Unfortunately I had told them all about my previous visit and how Leon, Leila and I had to bail at the end of the very next pitch. They know that I badlywant to finish the entire climb this time. So they all guts it out and agree to continuing upward.

A trio of young fellows come racing up towards us, so I get everyone packed and racked and return to our positions beside our pin-anchors. The leader gets up, in a light-hearted mood and returns our greetings with polite humor. I think that these guys are moving fast enough to warrant letting them “play through” and go before us.
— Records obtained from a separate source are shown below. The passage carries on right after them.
PR #292, opened 2023-11-10
Languages subpackage

julien-c:


packages/languages/src/types.d.ts
```diff
@@ -0,0 +1,5 @@
+export interface Language {
+	code: string;
```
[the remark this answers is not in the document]
julien-c: i don't think stronger typing is necessary no (and I'm warry of putting too much strain on the typescript compiler given the number of keys...)

.github/workflows/languages-publish.yml
```diff
@@ -0,0 +1,54 @@
...
+          node-version: "18"
+          cache: "pnpm"
+          cache-dependency-path: |
+            packages/languages/pnpm-lock.yaml
+            packages/doc-internal/pnpm-lock.yaml
+          # setting a registry enables the NODE_AUTH_TOKEN env variable where we can set an npm token.  REQUIRED
+          registry-url: "https://registry.npmjs.org"
+      - run: pnpm install
+      - run: git config --global user.name machineuser
+      - run: git config --global user.email tech@huggingface.co
```
julien-c, line 33: by the way, this email probably needs to be changed everywhere to the new one

README.md
```diff
@@ -40,6 +40,7 @@ This is a collection of JS libraries to interact with the Hugging Face API, with
 - [@huggingface/inference](packages/inference/README.md): Use the Inference API to make calls to 100,000+ Machine Learning models, or your own [inference endpoints](https://hf.co/docs/inference-endpoints/)!
 - [@huggingface/agents](packages/agents/README.md): Interact with HF models through a natural language interface
 - [@huggingface/hub](packages/hub/README.md): Interact with huggingface.co to create or delete repos and commit / download files
+- [@huggingface/languages](packages/languages/README.md): List of all languages supported by the huggingface hub
```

I was still trying to decide on whether I should risk taking my group up the difficult Direct Finish (5.7) or through the tiresome Brown Spot (crux of the Standard Route) where we would suffer rope drag (and I’m trailing two ropes!). The young bloke waved me off and said that he and his friends wouldn’t mind hanging about on Lunch Ledge while we went up before them. I mentioned my internal debate about which way I should go.

“Direct Finish, dude, definitely Direct Finish. The Brown Spot is just not worth it. Direct Finish is way cooler.”

Right. Done. Sold. Direct Finish it is. Besides, I’m not letting this young tearaway snicker at me while I wade through certain rope drag on a line beneath my capabilities. The Brown Spot can go to blighty. I look at my three charges who appear refreshed by the lunch-break. They managed the crux of Slabs Direct, they can do this one too.

Pitch six (5.7) – Direct Finish.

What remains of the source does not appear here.